8.      The tribunal may accept as evidence information that it considers relevant, necessary and appropriate, whether or not the information would be admissible in a court of law. The tribunal may also ask questions of the parties and witnesses and inform itself in any other way it considers appropriate.

9.      Under tribunal rule 126, in resolving this dispute the tribunal may make one or more of the following orders:

a.    order a party to do or stop doing something;

b.    order a party to pay money;

c.    order any other terms or conditions the tribunal considers appropriate.

ISSUE

10.   The issue in this dispute is whether the applicant is entitled to a refund of the $1,000 deposit he paid the respondent.

EVIDENCE AND ANALYSIS

11.   This is a civil claim in which the applicant bears the burden of proof on a balance of probabilities. I have reviewed all of the evidence and submissions but refer to them here only as necessary to explain my decision.

12.   On August 9, 2018, the applicant paid the respondent $1,000 as a deposit on the car.

13.   Based on the documentary evidence I find that the car was declared a total loss on January 25, 2018.

14.   The applicant says this deposit was paid pending obtaining the car’s claims and accident history. The respondent says the applicant had already agreed to buy the car, without this condition.

15.   I prefer the applicant’s evidence on this point because, in submissions, the respondent agreed that, when the applicant handed him the $1,000, he said that he needed the ICBC report and inspection for the car.

16.   As well, the applicant filed an ICBC accident and claims history report for the car in evidence showing it was a total loss.

17.   By contrast, the respondent said he had an ICBC report where the car “passed” an inspection. He did not file that document in evidence.

18.   I find that the applicant paid the deposit on the car pending a satisfactory accident and claims history report. Because that report showed the car was a total loss that was rebuilt, I find the applicant is entitled to a refund of his deposit.

19.   In making this finding, I rely on the reasoning in Mitchell v. Menezes, 2018 BCCRT 694 which, while not binding on me, I find persuasive. In Mitchell, at paragraph 17, the tribunal vice-chair wrote that when a deposit was paid, there was no ‘meeting of the minds’ between the parties that it was non-refundable. Thus, there was no binding agreement that the deposit was non-refundable, and the applicant was entitled to a refund of the deposit.

20.   I order the respondent to refund the applicant the $1,000.

21.   Under section 49 of the Act, and tribunal rules, the tribunal will generally order an unsuccessful party to reimburse a successful party for tribunal fees and reasonable dispute-related expenses. I see no reason in this case not to follow that general rule. I find the applicant is entitled to reimbursement of $125 in tribunal fees and $11.00 for registered mail costs to serve the Dispute Notice, which I find to be reasonable dispute-related expenses.

ORDERS

22.   Within 30 days of the date of this order, I order the respondent to pay the applicant a total of $1,146.32, broken down as follows:

a.    $1,000 as a refund of the deposit,

b.    $10.32 in pre-judgment interest under the Court Order Interest Act, from August 9, 2018 to the date of this decision, and

c.    $136 for $125 in tribunal fees and $11 for dispute-related expenses.

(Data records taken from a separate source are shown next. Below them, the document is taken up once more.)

PR #3749, opened 2024-05-01
Support loading a single resource condition instead of array

Apollounknowndev:
This PR adds the ability for resource conditions to be parsed from a single condition rather than an array of conditions. This can be convenient if you only have a single condition to check against.
```json
{
  ...
  "fabric:load_conditions": {
    "values": [
      "modid"
    ]
  }
}
```

Technical details:
There's a new codec added to `ResourceCondition`: `CONDITIONS_CODEC`. It accepts either a resource condition or a list of resource conditions, and if it is a list it will wrap up the list in a `fabric:and` resource condition.

### DIFF
--- a/fabric-resource-conditions-api-v1/src/main/java/net/fabricmc/fabric/api/resource/conditions/v1/ResourceCondition.java
+++ b/fabric-resource-conditions-api-v1/src/main/java/net/fabricmc/fabric/api/resource/conditions/v1/ResourceCondition.java
@@ -38,6 +38,11 @@ public interface ResourceCondition {
 	 * A codec for a list of conditions.
 	 */
 	Codec<List<ResourceCondition>> LIST_CODEC = CODEC.listOf();
+	/**
+	 * A codec for parsing load conditions. Can either be an array of conditions or a single condition.
+	 */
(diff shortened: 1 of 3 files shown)


modmuss50 (approved):
LGTM, might be nice to expand the test to cover the array case for completeness sake.

fabric-resource-conditions-api-v1/src/main/java/net/fabricmc/fabric/api/resource/conditions/v1/ResourceCondition.java
```diff
@@ -38,6 +38,10 @@ public interface ResourceCondition {
 	 * A codec for a list of conditions.
 	 */
 	Codec<List<ResourceCondition>> LIST_CODEC = CODEC.listOf();
+	/**
+	 * A codec for parsing load conditions. Can either be an array of conditions or a single condition.
+	 */
+	Codec<ResourceCondition> CONDITION_CODEC = Codec.withAlternative(CODEC, CODEC.listOf(), conditions -> ResourceConditions.and(conditions.toArray(new ResourceCondition[0])));
```
Juuxel:
```suggestion
	Codec<ResourceCondition> CONDITION_CODEC = Codec.withAlternative(CODEC, LIST_CODEC, conditions -> ResourceConditions.and(conditions.toArray(new ResourceCondition[0])));
```
Might as well use the constant for `listOf` since we have it in the other field

Juuxel (approved):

23.   The applicant is entitled to post-judgment interest, as applicable.

24.  Under section 48 of the Act, the tribunal will not provide the parties with the Order giving final effect to this decision until the time for making a notice of objection under section 56.1(2) has expired and no notice of objection has been made. The time for filing a notice of objection is 28 days after the party receives notice of the tribunal’s final decision.

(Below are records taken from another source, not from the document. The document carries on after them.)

PR #3752, opened 2024-05-02
Registry resource conditions

### LINKED ISSUE #3632: [Suggestion] Resource Conditions support for dynamic registries
Currently, I don't think there's anything for this functionality. Imo, it'd be very neat to have this, for stuff like biomes.
This'll probably apply to blocks in the future too, so I'd say it's a priority when that happens.

SquidDev:
This adds support for resource conditions within dynamic registries.

The registry-contains condition (and all other conditions) have access to the parent registries  but *not* registries in the current `ServerDynamicRegistryType`. In practice, this means conditions can reference the `STATIC` registries, but not dynamic registries (`WORLDGEN`) or loot tables (`RELOADABLE`).

For datagen, this adds additional overrides to `FabricDynamicRegistryProvider.Entries` to add items with resource conditions. This is a bit of a divergence from the other resource condition generators (which use `FabricDataGenHelper.consumeConditions`), but I think this makes more sense here.

```java
entries.add(
  RegistryKey.of(MY_REGISTRY, new Identifier("my_mod", "my_object")), new MyObject(),
  ResourceConditions.allModsLoaded("another_mod")
);
```

Closes #3632.

### DIFF
--- a/fabric-data-generation-api-v1/src/main/java/net/fabricmc/fabric/api/datagen/v1/provider/FabricDynamicRegistryProvider.java
+++ b/fabric-data-generation-api-v1/src/main/java/net/fabricmc/fabric/api/datagen/v1/provider/FabricDynamicRegistryProvider.java
@@ -31,6 +31,7 @@ import com.mojang.serialization.DynamicOps;
 import com.mojang.serialization.Encoder;
 import com.mojang.serialization.JsonOps;
 import org.jetbrains.annotations.ApiStatus;
+import org.jetbrains.annotations.Nullable;
 import org.slf4j.Logger;
 import org.slf4j.LoggerFactory;
 
@@ -52,6 +53,8 @@ import net.minecraft.world.gen.feature.PlacedFeature;
 
 import net.fabricmc.fabric.api.datagen.v1.FabricDataOutput;
 import net.fabricmc.fabric.api.event.registry.DynamicRegistries;
+import net.fabricmc.fabric.api.resource.conditions.v1.ResourceCondition;
+import net.fabricmc.fabric.impl.datagen.FabricDataGenHelper;
 import net.fabricmc.fabric.impl.registry.sync.DynamicRegistriesImpl;
 
 /**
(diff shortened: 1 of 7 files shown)


fabric-data-generation-api-v1/src/main/java/net/fabricmc/fabric/api/datagen/v1/provider/FabricDynamicRegistryProvider.java
```diff
@@ -166,11 +214,14 @@ <T> RegistryEntries<T> getQueuedEntries(RegistryKey<T> key) {
 		}
 	}
 
+	private record EntryWithConditions<T>(T value, @Nullable ResourceCondition... conditions) {
```
maityyy: `ConditionalEntry` sounds better IMO but doesn't matter

fabric-data-generation-api-v1/src/main/java/net/fabricmc/fabric/api/datagen/v1/provider/FabricDynamicRegistryProvider.java
```diff
@@ -227,21 +274,31 @@ private <T> CompletableFuture<?> writeRegistryEntries(DataWriter writer, Registr
...
 			LOGGER.error("Couldn't serialize element {}: {}", path, error);
 		});
 
 		if (optional.isPresent()) {
-			return DataProvider.writeToPath(cache, optional.get(), path);
+			JsonElement jsonElement = optional.get();
+
+			if (conditions != null && conditions.length > 0) {
+				if (!jsonElement.isJsonObject()) {
+					LOGGER.error("Cannot add conditions to {}: JSOn is a non-object value", path);
```
modmuss50:
```suggestion
					LOGGER.error("Cannot add conditions to {}: JSON is a non-object value", path);
```

modmuss50: I wonder if this would be better off to throw? I dont see a reason not to.

modmuss50 (approved):

modmuss50:
Looks good, ill add to last call, 1 or 2 trivial things to be looked at before merging. Thanks :)

fabric-data-generation-api-v1/src/main/java/net/fabricmc/fabric/api/datagen/v1/provider/FabricDynamicRegistryProvider.java
SquidDev: Agreed! I based this off the fact that `writeToPath` logs an error if it cannot serialise, but maybe that should throw too?

modmuss50: Humm, I see. I dont think we should change DataProvider to throw (even though I think it should). But we should throw here, its much better to force the mod dev to fix their issue than lead to possible issues at runtime.

apple502j:
Are there any registries where this might fail? I don't remember if there was one that didn't tolerate additional keys, probably zero but maybe we should check,

fabric-data-generation-api-v1/src/main/java/net/fabricmc/fabric/api/datagen/v1/provider/FabricDynamicRegistryProvider.java
SquidDev: Oh, I meant this one within `FabricDynamicRegistryProvider.writeToPath`:

https://github.com/FabricMC/fabric/blob/1997dc55222c6bc9183dbf592672a56189a24a14/fabric-data-generation-api-v1/src/main/java/net/fabricmc/fabric/api/datagen/v1/provider/FabricDynamicRegistryProvider.java#L239-L241

modmuss50: Oh right, this does match vanilla, I dont think there is a strong need to change existing stuff as part of this PR.

Im happy either way with the PR, ill let you choose what you think is best.

SquidDev:
Thanks!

25.  Under section 58.1 of the Act, a validated copy of the tribunal’s order can be enforced through the Provincial Court of British Columbia. A tribunal order can only be enforced if it is an approved consent resolution order, or, if no objection has been made and the time for filing a notice of objection has passed. Once filed, a tribunal order has the same force and effect as an order of the Provincial Court of British Columbia.